* _PROVIDED DATA_:
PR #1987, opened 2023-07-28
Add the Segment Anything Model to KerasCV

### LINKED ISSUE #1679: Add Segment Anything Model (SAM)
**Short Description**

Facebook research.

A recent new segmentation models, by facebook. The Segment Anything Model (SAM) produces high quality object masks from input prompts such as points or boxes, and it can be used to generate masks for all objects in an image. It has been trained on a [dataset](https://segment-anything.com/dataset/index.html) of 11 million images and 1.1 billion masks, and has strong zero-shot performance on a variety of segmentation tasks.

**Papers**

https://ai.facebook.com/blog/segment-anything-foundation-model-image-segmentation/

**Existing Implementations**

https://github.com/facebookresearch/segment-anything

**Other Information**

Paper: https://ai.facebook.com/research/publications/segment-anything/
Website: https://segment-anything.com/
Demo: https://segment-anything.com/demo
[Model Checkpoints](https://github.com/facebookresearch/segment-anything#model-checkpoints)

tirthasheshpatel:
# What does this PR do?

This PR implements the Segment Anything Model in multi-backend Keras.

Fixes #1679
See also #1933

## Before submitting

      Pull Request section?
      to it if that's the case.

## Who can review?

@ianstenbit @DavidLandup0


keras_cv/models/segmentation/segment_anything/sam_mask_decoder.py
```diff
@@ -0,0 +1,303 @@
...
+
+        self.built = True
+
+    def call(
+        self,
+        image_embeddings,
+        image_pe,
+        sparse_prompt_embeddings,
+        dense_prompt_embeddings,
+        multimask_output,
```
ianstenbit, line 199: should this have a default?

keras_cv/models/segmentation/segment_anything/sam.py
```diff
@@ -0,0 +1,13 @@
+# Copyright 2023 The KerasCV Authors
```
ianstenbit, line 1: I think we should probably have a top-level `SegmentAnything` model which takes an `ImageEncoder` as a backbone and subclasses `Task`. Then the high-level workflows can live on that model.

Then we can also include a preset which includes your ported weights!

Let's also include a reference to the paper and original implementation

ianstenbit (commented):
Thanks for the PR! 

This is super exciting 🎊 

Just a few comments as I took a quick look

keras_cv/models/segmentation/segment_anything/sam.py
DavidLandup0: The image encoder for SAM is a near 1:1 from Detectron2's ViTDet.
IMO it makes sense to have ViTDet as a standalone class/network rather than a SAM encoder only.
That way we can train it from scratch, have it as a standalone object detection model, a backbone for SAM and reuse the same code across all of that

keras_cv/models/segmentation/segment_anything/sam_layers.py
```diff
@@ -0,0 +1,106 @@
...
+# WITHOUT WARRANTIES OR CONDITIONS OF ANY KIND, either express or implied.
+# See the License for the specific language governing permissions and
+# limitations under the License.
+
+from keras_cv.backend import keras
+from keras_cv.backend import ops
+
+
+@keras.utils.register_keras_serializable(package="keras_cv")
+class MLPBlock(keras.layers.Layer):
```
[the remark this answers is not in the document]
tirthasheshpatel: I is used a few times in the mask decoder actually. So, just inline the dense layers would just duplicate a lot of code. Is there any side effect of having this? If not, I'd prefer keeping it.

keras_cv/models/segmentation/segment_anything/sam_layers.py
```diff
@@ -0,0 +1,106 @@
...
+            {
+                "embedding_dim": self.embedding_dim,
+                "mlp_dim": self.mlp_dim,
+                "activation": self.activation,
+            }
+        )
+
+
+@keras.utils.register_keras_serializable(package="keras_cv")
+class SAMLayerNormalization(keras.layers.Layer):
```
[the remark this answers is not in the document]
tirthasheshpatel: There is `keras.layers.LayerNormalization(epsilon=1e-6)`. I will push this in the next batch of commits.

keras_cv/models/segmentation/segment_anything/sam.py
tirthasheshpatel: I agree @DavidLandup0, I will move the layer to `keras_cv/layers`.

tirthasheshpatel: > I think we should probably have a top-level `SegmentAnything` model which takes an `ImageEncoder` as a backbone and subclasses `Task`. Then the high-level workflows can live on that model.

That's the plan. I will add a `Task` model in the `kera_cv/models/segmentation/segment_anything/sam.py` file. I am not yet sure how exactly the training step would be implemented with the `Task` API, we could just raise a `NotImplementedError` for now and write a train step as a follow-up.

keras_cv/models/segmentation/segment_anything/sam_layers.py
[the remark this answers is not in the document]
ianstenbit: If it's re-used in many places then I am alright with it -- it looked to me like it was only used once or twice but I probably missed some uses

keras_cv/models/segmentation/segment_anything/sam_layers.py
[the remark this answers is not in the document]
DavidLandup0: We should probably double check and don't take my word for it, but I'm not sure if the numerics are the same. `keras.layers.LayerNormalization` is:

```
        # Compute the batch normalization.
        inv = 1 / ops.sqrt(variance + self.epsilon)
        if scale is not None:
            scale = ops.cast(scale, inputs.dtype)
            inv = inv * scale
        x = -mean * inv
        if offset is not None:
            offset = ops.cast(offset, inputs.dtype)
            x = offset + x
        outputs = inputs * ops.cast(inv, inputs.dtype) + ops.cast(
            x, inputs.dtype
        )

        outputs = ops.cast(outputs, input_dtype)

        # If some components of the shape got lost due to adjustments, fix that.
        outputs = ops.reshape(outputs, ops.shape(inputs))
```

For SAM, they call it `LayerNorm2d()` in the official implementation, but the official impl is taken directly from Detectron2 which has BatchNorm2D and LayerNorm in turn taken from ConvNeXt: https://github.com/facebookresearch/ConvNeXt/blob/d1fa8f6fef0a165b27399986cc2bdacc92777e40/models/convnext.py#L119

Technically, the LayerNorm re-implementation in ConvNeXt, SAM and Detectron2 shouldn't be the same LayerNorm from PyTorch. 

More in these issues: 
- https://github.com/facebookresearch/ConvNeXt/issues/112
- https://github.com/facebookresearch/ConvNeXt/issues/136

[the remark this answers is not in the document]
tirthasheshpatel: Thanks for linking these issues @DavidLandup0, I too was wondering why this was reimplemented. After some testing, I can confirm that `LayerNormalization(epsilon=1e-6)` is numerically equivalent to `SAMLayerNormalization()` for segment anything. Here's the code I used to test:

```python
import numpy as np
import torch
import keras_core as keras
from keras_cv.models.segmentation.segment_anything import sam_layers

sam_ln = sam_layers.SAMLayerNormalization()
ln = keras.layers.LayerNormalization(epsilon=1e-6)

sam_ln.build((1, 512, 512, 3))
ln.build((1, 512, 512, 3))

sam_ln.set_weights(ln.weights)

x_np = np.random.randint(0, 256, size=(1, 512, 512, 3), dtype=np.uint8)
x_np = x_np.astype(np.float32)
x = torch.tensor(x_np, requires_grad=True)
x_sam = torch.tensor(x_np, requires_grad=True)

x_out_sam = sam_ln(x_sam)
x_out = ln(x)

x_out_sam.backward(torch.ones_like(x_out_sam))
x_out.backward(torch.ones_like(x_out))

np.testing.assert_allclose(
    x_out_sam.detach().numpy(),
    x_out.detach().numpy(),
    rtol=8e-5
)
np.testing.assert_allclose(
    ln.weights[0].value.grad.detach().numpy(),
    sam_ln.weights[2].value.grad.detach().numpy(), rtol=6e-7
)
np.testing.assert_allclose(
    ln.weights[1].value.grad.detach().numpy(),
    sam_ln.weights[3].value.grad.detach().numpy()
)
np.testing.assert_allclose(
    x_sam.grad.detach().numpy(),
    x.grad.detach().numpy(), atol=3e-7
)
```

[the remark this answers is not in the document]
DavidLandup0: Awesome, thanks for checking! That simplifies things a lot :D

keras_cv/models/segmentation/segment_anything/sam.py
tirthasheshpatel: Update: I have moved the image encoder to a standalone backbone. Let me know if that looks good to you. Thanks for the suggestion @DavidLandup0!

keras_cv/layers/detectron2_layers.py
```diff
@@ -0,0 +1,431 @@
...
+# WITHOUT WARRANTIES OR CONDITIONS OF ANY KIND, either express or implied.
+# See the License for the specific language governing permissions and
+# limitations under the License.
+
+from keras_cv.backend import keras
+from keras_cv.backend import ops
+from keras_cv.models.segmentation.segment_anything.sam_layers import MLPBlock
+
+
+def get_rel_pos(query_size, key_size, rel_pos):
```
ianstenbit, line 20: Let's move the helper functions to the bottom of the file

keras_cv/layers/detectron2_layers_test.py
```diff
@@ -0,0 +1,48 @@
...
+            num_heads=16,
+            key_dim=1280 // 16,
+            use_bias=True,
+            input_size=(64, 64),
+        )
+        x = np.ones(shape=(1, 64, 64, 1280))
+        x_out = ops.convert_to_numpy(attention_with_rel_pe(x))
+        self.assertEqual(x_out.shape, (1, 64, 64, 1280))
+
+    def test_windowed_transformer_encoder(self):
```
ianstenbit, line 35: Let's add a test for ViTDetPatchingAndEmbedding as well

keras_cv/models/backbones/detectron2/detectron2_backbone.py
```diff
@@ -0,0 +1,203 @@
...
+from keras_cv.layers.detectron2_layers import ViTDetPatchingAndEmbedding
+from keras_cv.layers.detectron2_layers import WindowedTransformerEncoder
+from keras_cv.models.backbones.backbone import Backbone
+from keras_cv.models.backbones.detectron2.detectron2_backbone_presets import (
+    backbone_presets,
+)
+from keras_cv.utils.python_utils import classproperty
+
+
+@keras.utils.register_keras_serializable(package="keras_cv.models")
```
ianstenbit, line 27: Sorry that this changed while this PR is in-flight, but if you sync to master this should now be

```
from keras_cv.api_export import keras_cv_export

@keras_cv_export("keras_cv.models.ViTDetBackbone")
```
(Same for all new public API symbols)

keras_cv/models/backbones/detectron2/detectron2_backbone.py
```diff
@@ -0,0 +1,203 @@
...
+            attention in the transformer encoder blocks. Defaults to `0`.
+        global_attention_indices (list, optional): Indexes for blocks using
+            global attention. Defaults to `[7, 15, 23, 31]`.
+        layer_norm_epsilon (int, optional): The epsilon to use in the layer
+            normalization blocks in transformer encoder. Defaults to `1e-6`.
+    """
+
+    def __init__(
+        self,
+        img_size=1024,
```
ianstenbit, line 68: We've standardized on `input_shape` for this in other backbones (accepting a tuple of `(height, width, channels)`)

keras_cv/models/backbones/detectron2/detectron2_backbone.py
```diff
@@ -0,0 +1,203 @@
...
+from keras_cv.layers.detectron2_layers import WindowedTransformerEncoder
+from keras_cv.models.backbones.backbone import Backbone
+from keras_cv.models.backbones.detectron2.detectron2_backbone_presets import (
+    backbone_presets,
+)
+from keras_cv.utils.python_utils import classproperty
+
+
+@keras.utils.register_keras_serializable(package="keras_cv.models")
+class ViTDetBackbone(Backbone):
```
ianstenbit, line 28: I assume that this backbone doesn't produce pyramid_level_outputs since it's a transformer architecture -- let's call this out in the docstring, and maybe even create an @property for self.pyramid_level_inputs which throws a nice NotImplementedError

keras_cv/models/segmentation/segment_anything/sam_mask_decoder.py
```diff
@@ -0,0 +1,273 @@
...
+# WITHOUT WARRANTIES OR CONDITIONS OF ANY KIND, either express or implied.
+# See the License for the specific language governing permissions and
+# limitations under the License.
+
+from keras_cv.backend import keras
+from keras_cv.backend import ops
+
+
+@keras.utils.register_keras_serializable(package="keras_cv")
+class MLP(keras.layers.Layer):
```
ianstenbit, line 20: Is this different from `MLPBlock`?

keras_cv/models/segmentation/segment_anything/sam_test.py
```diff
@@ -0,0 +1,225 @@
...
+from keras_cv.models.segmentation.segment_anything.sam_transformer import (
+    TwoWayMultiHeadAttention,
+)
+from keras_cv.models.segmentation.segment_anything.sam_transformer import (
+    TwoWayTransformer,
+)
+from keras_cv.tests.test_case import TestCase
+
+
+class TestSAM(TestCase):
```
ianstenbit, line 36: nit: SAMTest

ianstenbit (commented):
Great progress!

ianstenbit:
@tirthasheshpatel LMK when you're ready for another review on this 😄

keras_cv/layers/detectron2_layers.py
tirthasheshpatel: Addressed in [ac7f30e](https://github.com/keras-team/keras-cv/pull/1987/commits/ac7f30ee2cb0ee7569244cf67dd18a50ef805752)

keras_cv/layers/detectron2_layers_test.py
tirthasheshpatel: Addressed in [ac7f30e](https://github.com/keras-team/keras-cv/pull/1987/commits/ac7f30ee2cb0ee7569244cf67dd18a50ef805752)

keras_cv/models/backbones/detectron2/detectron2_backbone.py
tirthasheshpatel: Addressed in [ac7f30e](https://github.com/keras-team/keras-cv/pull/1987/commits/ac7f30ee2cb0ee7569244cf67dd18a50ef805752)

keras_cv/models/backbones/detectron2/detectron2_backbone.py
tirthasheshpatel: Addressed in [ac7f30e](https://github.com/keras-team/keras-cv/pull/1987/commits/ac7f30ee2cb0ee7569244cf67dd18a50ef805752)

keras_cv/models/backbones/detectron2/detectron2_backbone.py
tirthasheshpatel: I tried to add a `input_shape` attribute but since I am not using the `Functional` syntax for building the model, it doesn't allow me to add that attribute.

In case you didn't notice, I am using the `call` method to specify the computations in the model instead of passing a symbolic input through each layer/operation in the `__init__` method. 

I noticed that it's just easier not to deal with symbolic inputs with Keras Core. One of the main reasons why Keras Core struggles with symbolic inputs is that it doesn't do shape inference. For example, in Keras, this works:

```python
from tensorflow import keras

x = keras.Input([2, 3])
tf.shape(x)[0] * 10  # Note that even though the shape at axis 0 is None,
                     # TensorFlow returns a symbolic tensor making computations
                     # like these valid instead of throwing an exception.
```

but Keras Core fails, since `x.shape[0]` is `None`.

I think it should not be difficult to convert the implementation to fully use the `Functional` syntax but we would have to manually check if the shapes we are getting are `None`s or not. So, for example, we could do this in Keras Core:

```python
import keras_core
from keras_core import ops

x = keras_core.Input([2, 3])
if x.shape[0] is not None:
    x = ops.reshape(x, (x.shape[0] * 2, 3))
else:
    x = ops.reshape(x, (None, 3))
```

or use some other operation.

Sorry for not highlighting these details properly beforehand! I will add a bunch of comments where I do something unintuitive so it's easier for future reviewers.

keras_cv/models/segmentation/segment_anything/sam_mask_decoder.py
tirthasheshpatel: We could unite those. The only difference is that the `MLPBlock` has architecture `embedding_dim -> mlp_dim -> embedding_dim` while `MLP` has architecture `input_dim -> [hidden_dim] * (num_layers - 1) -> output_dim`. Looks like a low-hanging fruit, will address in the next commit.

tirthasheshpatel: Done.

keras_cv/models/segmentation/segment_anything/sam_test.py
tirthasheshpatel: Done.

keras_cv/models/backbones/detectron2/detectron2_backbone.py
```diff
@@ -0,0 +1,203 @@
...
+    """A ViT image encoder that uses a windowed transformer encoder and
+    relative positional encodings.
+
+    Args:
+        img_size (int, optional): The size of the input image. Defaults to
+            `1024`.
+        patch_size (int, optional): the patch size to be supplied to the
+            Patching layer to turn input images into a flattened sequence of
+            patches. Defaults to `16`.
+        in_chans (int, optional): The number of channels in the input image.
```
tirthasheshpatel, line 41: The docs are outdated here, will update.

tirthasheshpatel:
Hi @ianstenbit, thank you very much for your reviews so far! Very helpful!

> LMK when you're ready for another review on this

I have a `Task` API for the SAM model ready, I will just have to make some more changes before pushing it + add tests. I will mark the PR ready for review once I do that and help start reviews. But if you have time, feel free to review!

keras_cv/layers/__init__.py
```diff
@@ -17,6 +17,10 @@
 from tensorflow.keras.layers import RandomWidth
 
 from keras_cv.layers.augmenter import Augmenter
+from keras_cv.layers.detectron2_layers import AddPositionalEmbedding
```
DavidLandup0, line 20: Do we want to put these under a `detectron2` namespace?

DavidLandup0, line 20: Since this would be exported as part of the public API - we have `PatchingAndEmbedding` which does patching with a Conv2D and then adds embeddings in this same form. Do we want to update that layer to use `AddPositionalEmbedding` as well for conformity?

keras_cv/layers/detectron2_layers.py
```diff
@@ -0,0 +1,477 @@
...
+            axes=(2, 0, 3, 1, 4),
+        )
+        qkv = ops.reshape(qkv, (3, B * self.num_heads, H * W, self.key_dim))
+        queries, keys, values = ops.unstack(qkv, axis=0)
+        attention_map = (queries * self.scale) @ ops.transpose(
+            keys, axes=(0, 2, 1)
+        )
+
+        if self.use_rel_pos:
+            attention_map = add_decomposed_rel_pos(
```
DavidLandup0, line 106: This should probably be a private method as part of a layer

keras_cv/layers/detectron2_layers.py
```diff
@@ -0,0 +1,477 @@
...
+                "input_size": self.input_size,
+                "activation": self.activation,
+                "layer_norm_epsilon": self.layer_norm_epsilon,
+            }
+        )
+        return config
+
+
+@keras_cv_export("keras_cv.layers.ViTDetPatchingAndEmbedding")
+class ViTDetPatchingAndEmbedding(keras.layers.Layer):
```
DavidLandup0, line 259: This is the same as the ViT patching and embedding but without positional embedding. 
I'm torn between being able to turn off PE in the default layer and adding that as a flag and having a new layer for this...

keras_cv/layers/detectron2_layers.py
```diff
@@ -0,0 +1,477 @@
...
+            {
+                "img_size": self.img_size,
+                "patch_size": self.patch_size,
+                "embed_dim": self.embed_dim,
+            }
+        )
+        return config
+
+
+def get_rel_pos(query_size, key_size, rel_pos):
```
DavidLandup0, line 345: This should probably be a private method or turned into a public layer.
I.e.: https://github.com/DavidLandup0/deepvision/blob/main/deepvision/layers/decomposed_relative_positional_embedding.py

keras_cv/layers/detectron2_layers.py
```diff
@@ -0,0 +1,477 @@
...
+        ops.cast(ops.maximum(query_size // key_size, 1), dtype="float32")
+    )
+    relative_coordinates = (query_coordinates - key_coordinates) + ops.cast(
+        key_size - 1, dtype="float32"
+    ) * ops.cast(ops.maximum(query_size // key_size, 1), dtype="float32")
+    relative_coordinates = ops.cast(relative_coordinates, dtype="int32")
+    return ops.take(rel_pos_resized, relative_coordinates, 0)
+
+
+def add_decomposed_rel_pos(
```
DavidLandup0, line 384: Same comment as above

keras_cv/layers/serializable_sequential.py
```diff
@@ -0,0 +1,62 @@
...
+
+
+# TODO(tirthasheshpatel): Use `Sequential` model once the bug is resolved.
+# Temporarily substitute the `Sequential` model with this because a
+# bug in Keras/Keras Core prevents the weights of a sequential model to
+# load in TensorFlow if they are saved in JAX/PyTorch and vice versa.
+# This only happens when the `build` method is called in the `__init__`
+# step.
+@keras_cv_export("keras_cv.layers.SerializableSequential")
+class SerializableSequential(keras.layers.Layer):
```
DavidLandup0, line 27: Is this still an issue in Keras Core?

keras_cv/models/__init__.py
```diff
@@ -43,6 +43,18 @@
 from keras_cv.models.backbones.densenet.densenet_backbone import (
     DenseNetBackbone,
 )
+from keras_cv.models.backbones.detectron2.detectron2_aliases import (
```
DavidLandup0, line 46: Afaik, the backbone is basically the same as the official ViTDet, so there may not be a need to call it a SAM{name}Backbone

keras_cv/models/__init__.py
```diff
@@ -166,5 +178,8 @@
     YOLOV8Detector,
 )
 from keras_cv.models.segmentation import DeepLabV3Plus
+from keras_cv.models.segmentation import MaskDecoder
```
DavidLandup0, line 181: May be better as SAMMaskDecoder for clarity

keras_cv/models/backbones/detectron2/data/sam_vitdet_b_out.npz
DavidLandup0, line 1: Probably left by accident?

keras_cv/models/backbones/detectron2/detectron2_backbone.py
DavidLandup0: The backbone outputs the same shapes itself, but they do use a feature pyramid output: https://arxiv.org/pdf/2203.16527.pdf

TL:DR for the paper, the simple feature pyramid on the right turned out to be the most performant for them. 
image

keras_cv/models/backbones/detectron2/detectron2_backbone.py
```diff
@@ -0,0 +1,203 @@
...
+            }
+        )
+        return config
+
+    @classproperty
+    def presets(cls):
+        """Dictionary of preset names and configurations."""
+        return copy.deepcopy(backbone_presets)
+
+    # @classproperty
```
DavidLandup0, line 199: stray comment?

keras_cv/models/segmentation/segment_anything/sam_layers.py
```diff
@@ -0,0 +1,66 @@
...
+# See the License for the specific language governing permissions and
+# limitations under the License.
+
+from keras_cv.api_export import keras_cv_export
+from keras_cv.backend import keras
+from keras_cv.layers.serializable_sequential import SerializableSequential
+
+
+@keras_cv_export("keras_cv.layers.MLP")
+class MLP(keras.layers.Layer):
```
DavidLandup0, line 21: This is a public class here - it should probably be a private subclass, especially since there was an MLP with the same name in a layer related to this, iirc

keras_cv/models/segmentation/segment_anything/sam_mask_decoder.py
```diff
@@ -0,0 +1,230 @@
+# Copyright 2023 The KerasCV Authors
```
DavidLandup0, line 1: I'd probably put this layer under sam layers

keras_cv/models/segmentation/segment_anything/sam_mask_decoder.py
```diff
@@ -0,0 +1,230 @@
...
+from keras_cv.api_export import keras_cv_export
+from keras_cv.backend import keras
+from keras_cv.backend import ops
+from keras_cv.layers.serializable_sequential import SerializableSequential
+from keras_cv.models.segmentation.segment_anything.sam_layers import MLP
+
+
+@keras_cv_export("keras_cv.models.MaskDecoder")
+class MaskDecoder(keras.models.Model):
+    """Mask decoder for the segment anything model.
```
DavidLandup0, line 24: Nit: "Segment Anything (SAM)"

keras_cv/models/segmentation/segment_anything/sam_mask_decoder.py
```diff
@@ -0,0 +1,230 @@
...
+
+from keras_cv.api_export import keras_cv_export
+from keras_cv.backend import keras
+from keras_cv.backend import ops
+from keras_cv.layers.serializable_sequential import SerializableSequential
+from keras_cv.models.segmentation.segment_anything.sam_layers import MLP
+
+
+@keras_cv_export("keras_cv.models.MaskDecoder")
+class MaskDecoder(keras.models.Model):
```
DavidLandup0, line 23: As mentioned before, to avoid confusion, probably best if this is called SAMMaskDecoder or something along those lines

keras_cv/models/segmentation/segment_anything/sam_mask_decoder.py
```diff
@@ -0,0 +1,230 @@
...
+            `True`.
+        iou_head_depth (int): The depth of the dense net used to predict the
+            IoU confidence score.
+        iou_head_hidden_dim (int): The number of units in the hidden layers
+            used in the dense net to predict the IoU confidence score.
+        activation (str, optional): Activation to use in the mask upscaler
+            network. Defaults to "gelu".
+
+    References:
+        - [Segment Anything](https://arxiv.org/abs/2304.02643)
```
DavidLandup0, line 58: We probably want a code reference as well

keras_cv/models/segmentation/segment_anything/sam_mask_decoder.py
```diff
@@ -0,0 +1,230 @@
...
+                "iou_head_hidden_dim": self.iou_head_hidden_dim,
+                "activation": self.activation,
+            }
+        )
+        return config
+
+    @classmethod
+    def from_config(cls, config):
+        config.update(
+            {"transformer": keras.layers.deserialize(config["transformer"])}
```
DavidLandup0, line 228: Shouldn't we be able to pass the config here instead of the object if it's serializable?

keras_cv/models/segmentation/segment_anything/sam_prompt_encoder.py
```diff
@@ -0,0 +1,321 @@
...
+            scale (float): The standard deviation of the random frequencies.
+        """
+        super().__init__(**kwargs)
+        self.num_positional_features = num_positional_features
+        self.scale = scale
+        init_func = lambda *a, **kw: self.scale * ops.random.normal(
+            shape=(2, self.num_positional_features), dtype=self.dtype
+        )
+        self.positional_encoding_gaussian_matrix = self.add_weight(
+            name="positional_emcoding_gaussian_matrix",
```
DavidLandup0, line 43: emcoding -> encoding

* _ACTION ITEM_:
Where the string "rtol" appears in a line of the listing, copy that line.

* _TASK OUTPUT_:
    rtol=8e-5
    sam_ln.weights[2].value.grad.detach().numpy(), rtol=6e-7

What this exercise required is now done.